Version:

filter_by_stringΒΆ

GPUdb.filter_by_string( table_name = None, view_name = '', expression = None,
                        mode = None, column_names = None, options = {} )

Calculates which objects from a table, collection, or view match a string expression for the given string columns. The 'mode' may be:

  • search
    : full text search query with wildcards and boolean operators, e.g. '(bob* OR sue) AND NOT jane'. Note that for this mode, no column can be specified in input parameter column_names; GPUdb will search through all string columns of the table that have text search enabled. Also, the first character of a search term cannot be a wildcard (* or ?), and search terms cannot be any of the following: "a", "an", "and", "are", "as", "at", "be", "but", "by", "for", "if", "in", "into", "is", "it", "no", "not", "of", "on", "or", "such", "that", "the", "their", "then", "there", "these", "they", "this", "to", "was", "will", "with".
    Search query types:
    • Multiple search terms

      ex. perfect union - will match any record containing "perfect", "union", or both.

    • Exact phrases

      ex. "Perfect Union" - will only match the exact phrase "Perfect Union"

    • Boolean (NOT, AND, OR, parentheses. OR assumed if no operator specified)

      ex. justice AND tranquility - will match only those records containing both justice and tranquility

    • XOR (specified with -)

      ex. justice - peace - will match records containing "justice" or "peace", but not both

    • Zero or more char wildcard - (specified with *)

      ex, est*is* - will match any records containing a word that starts with "est" and ends with "sh", such as "establish", "establishable", and "establishment"

    • Exactly one char wildcard - (specified with ?)

      ex. est???is* - will only match strings that start with "est", followed by exactly three letters, followed by "is", followed by one more letter. This would only match "establish"

    • Fuzzy search (term~)

      ex. rear~ will match rear,fear,bear,read,etc.

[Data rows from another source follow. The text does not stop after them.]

PR #23446, opened 2022-08-18
fix: Detect user-configured browsers

ryanjduffy:
- Closes 

### User facing changelog

Adding a custom browser configuration will no longer emit a warning when trying to use that browser

### Additional details

If you specify a custom browser (either directly in `setupNodeEvents` or via a plugin) and try to use that browser via `--browser`, Cypress logs a warning

image

I expect this isn't the correct fix for this problem hence the draft status but hoping to get some feedback. The issue seems to be that the logic within `makeDataContext` only resolves the machine browsers based on the known browsers and ignores any user-configured browsers. Perhaps I'm just configuring things wrong and there's another way to do it.

### Steps to test

* Add a new browser like the Brave example on https://docs.cypress.io/guides/guides/launching-browsers#Customize-available-browsers
* Launch `npx cypress run --browser Brave` (or whatever you've called the custom browser*

Expected:
- Tests are run

Actual:
- Test are run but a warning is issued beforehand

### PR Tasks


packages/server/lib/makeDataContext.ts
```diff
@@ -46,9 +47,20 @@ export function makeDataContext (options: MakeDataContextOptions): DataContext {
       close: browsers.close,
       getBrowsers,
       async ensureAndGetByNameOrPath (nameOrPath: string) {
+        const projectConfig: FullConfig = await (ctx as DataContext).project.getConfig()
```
ryanjduffy, line 50: This type assertion seems like it should be unnecessary (and isn't used below) but I couldn't avoid the `any` without it. Improvements welcome!

packages/server/lib/makeDataContext.ts
```diff
@@ -46,9 +47,20 @@ export function makeDataContext (options: MakeDataContextOptions): DataContext {
...
+        const declaredBrowsers = projectConfig.browsers?.map<FoundBrowser | undefined>((b) => {
+          if (!b.path) return
```
ryanjduffy, line 52: It seems that only browsers injected by the user or plugins have a `path` set so I'm using it as the proxy for custom browsers. Seem reasonable?

ryanjduffy (commented):
I think this is ready-ish. Left a couple discussion points below. Could also use some advice on adding tests for this.

packages/server/lib/makeDataContext.ts
emilyrohrbough: @ryanjduffy Thank you for opening a change to update improve this check! Considering where this is used, it;'d likely be cheaper and cleaner from a start-up perspective to update `ensureAndGetByNameOrPath` to be a pass through to the imported `ensureAndGetByNameOrPath`

```diff
  getBrowsers,
- async ensureAndGetByNameOrPath (nameOrPath: string) {
-    ...
- },
+ ensureAndGetByNameOrPath
```

and instead update where this is called in the data-context package to supply the list of browsers.
Jumping through the flow:
- we [set the active browser](https://github.com/cypress-io/cypress/blob/develop/packages/data-context/src/data/ProjectLifecycleManager.ts#L267) after we finish loading the config
- this will then call [`ensureAndGetByNameOrPath`](https://github.com/cypress-io/cypress/blob/develop/packages/data-context/src/data/ProjectLifecycleManager.ts#L284) if a browser was provided via the CLI. Seems like we should be able to pull up the machine browsers check and pass it in here.

packages/server/lib/makeDataContext.ts
lmiller1990: Hi 👋 

You can probably do `const projectConfig = await getCtx().project.getConfig()` to get the correct type inference (which will return a reference to `ctx`).

packages/server/lib/makeDataContext.ts
```diff
@@ -46,9 +47,20 @@ export function makeDataContext (options: MakeDataContextOptions): DataContext {
...
+            path: b.path,
+            version: b.version,
+            majorVersion: b.majorVersion,
+            custom: true,
+          }
+        }).filter<FoundBrowser>((b): b is FoundBrowser => b != null) || []
         const browsers = await ctx.browser.machineBrowsers()
 
-        return await ensureAndGetByNameOrPath(nameOrPath, false, browsers)
+        return await ensureAndGetByNameOrPath(nameOrPath, false, [...declaredBrowsers, ...browsers])
```
lmiller1990, line 63: I wonder if we want to do a check to make sure there isn't any duplicates here - it shouldn't really happen, but if someone adds a default browser via `cypress.config.ts` for whatever reason, it'd show up twice.

ryanjduffy: What would you de-dupe on? family / major version / minor version / path?

ryanjduffy: Just ran across a `removeDuplicates` method elsewhere which uses name and version
```
  const removeDuplicates = (val) => {
    return _.uniqBy(val, (browser: FoundBrowser) => {
      return `${browser.name}-${browser.version}`
    })
  }
```

lmiller1990: If this is the pattern, maybe we just go with that. I wonder if we can make that a reused utility? Thoughts?

packages/data-context/src/data/ProjectLifecycleManager.ts
```diff
@@ -296,7 +296,7 @@ export class ProjectLifecycleManager {
 
     // lastBrowser is cached per-project.
     const prefs = await this.ctx.project.getProjectPreferences(path.basename(this.projectRoot))
-    const browsers = await this.ctx.browser.machineBrowsers()
+    const browsers = await this.ctx.browser.allBrowsers()
```
ryanjduffy, line 299: This also fixes restoring the last browser if it's added via the config

packages/server/lib/makeDataContext.ts
ryanjduffy: I've consolidated this into `BrowserDataSource` and exported it from there.

packages/server/lib/makeDataContext.ts
ryanjduffy: @emilyrohrbough Appreciate the feedback! It's helped me track how this data is used. I've taken a slightly different approach by consolidating both browser lookups (machine and user) into `BrowserDataSource` and then exposed an `allBrowsers` method to fetch both. I like that this approach keeps the "concerns" of the browser config in one spot and makes the diff more clear.

The added bonus of this was that it allowed me to fix `cypress open` to remember the last browser when it was a user browser since that logic can now rely on `allBrowsers`.

packages/data-context/src/sources/BrowserDataSource.ts
```diff
@@ -58,6 +72,37 @@ export class BrowserDataSource {
...
+  /**
+   * Gets the browsers from the project config, caching the Promise on the
+   * coreData so we only look them up once
+   */
+  userBrowsers () {
+    if (!this.ctx.coreData.userBrowsers) {
+      const p = this.ctx.project.getConfig()
+
+      this.ctx.coreData.userBrowsers = p.then(async (cfg) => {
+        return cfg.browsers?.map<FoundBrowser | undefined>((b) => {
```
emilyrohrbough, line 84: at this point, won't the `cfg.browsers` include the found machine browsers as well as the user-defined browsers?

ryanjduffy: It does! I didn't catch that. What is the authoritative source for "browsers from the config file" (is this a thing?) vs "browsers added via a plugin" vs "browsers on the machine" vs "resolved browsers from the full config" ?

I'll push a commit that tries to "4" - "3" but it seems suspect.

ryanjduffy: @emilyrohrbough - following up to see if you have feedback on the updates I pushed. Thanks!!

packages/data-context/src/sources/BrowserDataSource.ts
```diff
@@ -22,6 +23,14 @@ if (os.platform() === 'win32') {
 
 const platform = os.platform()
 
+function getBrowserKey<T extends {name: string, version: string | number}> (browser: T) {
+  return `${browser.name}-${browser.version}`
+}
+
+export function removeDuplicateBrowsers (browsers: FoundBrowser[]) {
+  return _.uniqBy(browsers, getBrowserKey)
```
lmiller1990, line 31: Oh neat, I forgot about `uniqBy`!

packages/data-context/src/sources/BrowserDataSource.ts
```diff
@@ -33,6 +42,41 @@ export interface BrowserApiShape {
 export class BrowserDataSource {
   constructor (private ctx: DataContext) {}
 
+  /**
+   * Gets the browsers from the machine and the project config
+   */
+  allBrowsers () {
```
lmiller1990: I think we can move this to use the `async/await` style - I know you are just matching the code style, but in general I think we are moving away from big nested `then` chains in favor of the more modern async/await. Thoughts?

packages/data-context/src/sources/BrowserDataSource.ts
```diff
@@ -33,6 +42,41 @@ export interface BrowserApiShape {
...
+    if (!this.ctx.coreData.allBrowsers) {
+      const p = this.ctx.project.getConfig()
+      const machineBrowsers = this.machineBrowsers()
+
+      this.ctx.coreData.allBrowsers = Promise.all([p, machineBrowsers]).then(async ([cfg, m]) => {
+        if (!cfg.browsers) return m
+
+        const userBrowsers = cfg.browsers.map<FoundBrowser | undefined>((b) => {
```
lmiller1990: Whenever I see a `map` then `filter` combo I like to opt for `reduce` to decrease the number of iterations. Unless you think that would be more difficult to read?

packages/data-context/src/sources/BrowserDataSource.ts
```diff
@@ -33,6 +42,41 @@ export interface BrowserApiShape {
...
+            majorVersion: String(b.majorVersion),
+            custom: true,
+          }
+        }).filter<FoundBrowser>((b): b is FoundBrowser => b != null) || []
+
+        return _.concat(m, userBrowsers)
+      }).catch((e) => {
+        this.ctx.update((coreData) => {
+          coreData.allBrowsers = null
+          coreData.diagnostics.error = e
```
lmiller1990: Nice job figuring out where/how to propagate this error, the data-context is pretty confusing. Did you actually verify this error manifests in the UI/CLI?

I'm also not entirely clear on the condition that would lead to this - is there one, or did you just put it here for good measure?

lmiller1990 (commented):
Looks good, just some nits. Also we don't appear to have any coverage around this - I'm still thinking about how best to add that. It might be quicker if someone internally picks that up, just so we can get this over the line.

Curious about the `catch` you've added - can you think of a specific example we might need to test for that where the logic you've added might error?

packages/data-context/src/sources/BrowserDataSource.ts
lmiller1990: Gonna need a quick test for both cases, I don't think we have much coverage around detecting the browsers in general, I could pick this up.

packages/data-context/src/sources/BrowserDataSource.ts
ryanjduffy: Fine with me. As you guessed, I was just matching style

packages/data-context/src/sources/BrowserDataSource.ts
ryanjduffy: Not a strong opinion. Some folks find reduce to be less readable. If there's a preference for reduce, I can make that change.

packages/data-context/src/sources/BrowserDataSource.ts
ryanjduffy: I don't think the new logic will likely error. `machineBrowsers()` re-throws so that'll be caught here but really you're just getting two copies of the same error then. Lemme experiment a bit to see if I can break it. ;)

ryanjduffy: Looks like the config validation logic would catch the cases in which this code would fail so I can remove the error handling.

ryanjduffy:
@lmiller1990 - Pushed a commit to address you feedback. Thanks!

lmiller1990 (approved):
Looks good, I wrote some tests https://github.com/cypress-io/cypress/pull/23446/commits/41c296d6f39129b0f7f4891f1fb7a0024e7dc817 then made a small refactor (code style - I really prefer return early than nesting lots of logic in an `if` statement, fairly confident everything still works since I wrote the tests before the refactor :+1: )

Not related to this PR but I *think* we should not be mutating coreData in `*DataSource`, but in `*Actions` (so in `BrowserActions.ts`). I think changing this is a big outside the scope of this, so going to approve this for now - code does what it's supposed to.

lmiller1990:
@emilyrohrbough WDYT? Any other comments?

lmiller1990:
Oops, CI is failing - lemme take a look.

https://github.com/cypress-io/cypress/pull/23446/commits/9ce44b4dcc7a33e960b024c8fa4c9ff08b36f973 should fix it.

lmiller1990:
Just need one more :heavy_check_mark:

ryanjduffy:
image

ZachJW34 (approved):
Works great! Let's get CI to run and then get this merged

lmiller1990:
I will get it merged

lmiller1990:
Hmm I think the remaining failures are not unique to this branch. Let me take a look.

lmiller1990:
I pushed a commit make the timeout for the npm/schematic test longer.

lmiller1990:
This is passing on CI https://app.circleci.com/pipelines/github/cypress-io/cypress/44027/workflows/3c5e7436-590d-4360-afcb-114d18b56c53

I don't know why the status did not update. I'm going to perform an admin merge, since I've visually inspected this is all passing on CI, and I've also run the tests locally that are related to this code change.

Merged... took a while, but we did it :+1:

    • Proximity - match two words within a specified distance of eachother

      ex. "Union Tranquility"~10 will match any record that has the words Union and Tranquility within 10 words of eachother

    • Range - inclusive [<term1> TO <term2>] and exclusive {<term1> TO <term2>}. Note: This is a string search, so numbers will be seen as a string of numeric characters, not as a number. Ex. 2 > 123

      ex. [100 TO 200] will find all strings between 100 and 200 inclusive. ex. {alpha to beta} will find all strings between alpha and beta, but not the words alpha or beta

    • escaping special characters - Special characters are escaped with a backslash(), special characters are: + - && || ! ( ) { } [ ] ^ " ~ * ? :

  • equals: exact whole-string match (accelerated)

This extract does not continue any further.